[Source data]
PR #1732, opened 2025-01-25
Version number 2.1

tobydickenson:
# Description
As discussed on google groups, this changes the version number from 2.0 to 2.1.

It adds this version number to Help/About.

It also changes the copyright message from:
Copyright © 2011 - 2019 Jason von Nieda
to:
Copyright © 2011 - 2025 Jason von Nieda and contributors

This change has been implemented in a low-impact low-risk manner, because this branch is very close to release. For the subsequent release (2.2?) I will tidy up this version number handling. Currently the version number appears in several places in the source code, in translation files, and some source code file names contain `_2_0`. This should all be much neater.

# Justification
The version number 2.0 has been used since 2019. We need to be able to distinguish this release from all that history.

# Instructions for Use
n/a

# Implementation Details
1. How did you test the change? Be descriptive. Untested code will not be accepted.
    * delete `~/.openpnp`, start openpnp, and check that the welcome dialog box looks right
    * Help / About looks right
3. Did you follow the [coding style](https://github.com/openpnp/openpnp/wiki/Developers-Guide#coding-style)? -- no code changes
5. If you made changes in the `org.openpnp.spi` or `org.openpnp.model` packages you will need to add additional justification for these changes. Changes to these packages require extensive review and testing. -- no changes
6. Be sure to run `mvn test` before submitting the Pull Request. If the tests do not pass the Pull Request will not be accepted. -- tests pass

PR #1739, opened 2025-01-30
Version 2.3

tobydickenson:
**DO NOT MERGE UNTIL AFTER THE NEXT RELEASE**

# Description
This adds a new file `VERSION.txt` containing just the version number; 2.3

openpnp.Main has a new method `getVersionString()`, and all the other places that previously included the version number in string constants now reference that method.

openpnp.Main has always had a method `getVersion` which retrieved the build date and git revision number. This is used, for example, at the start of the log file. This method now also includes the version number.

# Justification

As discussed on PR #1732 

# Instructions for Use
n/a

# Implementation Details
    * Same tests as #1732.
    * It would be good to check that the VERSION.txt gets correctly copied into all the various distribution packages, but the most expedient time to test that is after it is merged.
4. Did you follow the [coding style](https://github.com/openpnp/openpnp/wiki/Developers-Guide#coding-style)? -- yes
6. Be sure to run `mvn test` before submitting the Pull Request. If the tests do not pass the Pull Request will not be accepted. -- tests pass


janm012012 (commented):
Hi Toby!

Many thanks for providing this PR! I'm wondering why you choose to store the version number in a separate file. Wouldn't it be sufficient to store it in the code, maybe in the getVersionString()?

Would you please revert the extra blank line that has crept in in AboutDialog.java line 44.

Would it make sense the add the version number to the file name, the installer generates? IIRC the information is generated calling "openpnp --version" (Main.java line 137 - without this PR).

Jan

janm012012 (approved):
Thank You, Toby!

[The task] When you reach the line that contains "3. Did you follow", stop; output it and every line before it from the start of the data, exactly as written.

[Problem solution]
PR #1732, opened 2025-01-25
Version number 2.1

tobydickenson:
# Description
As discussed on google groups, this changes the version number from 2.0 to 2.1.

It adds this version number to Help/About.

It also changes the copyright message from:
Copyright © 2011 - 2019 Jason von Nieda
to:
Copyright © 2011 - 2025 Jason von Nieda and contributors

This change has been implemented in a low-impact low-risk manner, because this branch is very close to release. For the subsequent release (2.2?) I will tidy up this version number handling. Currently the version number appears in several places in the source code, in translation files, and some source code file names contain `_2_0`. This should all be much neater.

# Justification
The version number 2.0 has been used since 2019. We need to be able to distinguish this release from all that history.

# Instructions for Use
n/a

# Implementation Details
1. How did you test the change? Be descriptive. Untested code will not be accepted.
    * delete `~/.openpnp`, start openpnp, and check that the welcome dialog box looks right
    * Help / About looks right
3. Did you follow the [coding style](https://github.com/openpnp/openpnp/wiki/Developers-Guide#coding-style)? -- no code changes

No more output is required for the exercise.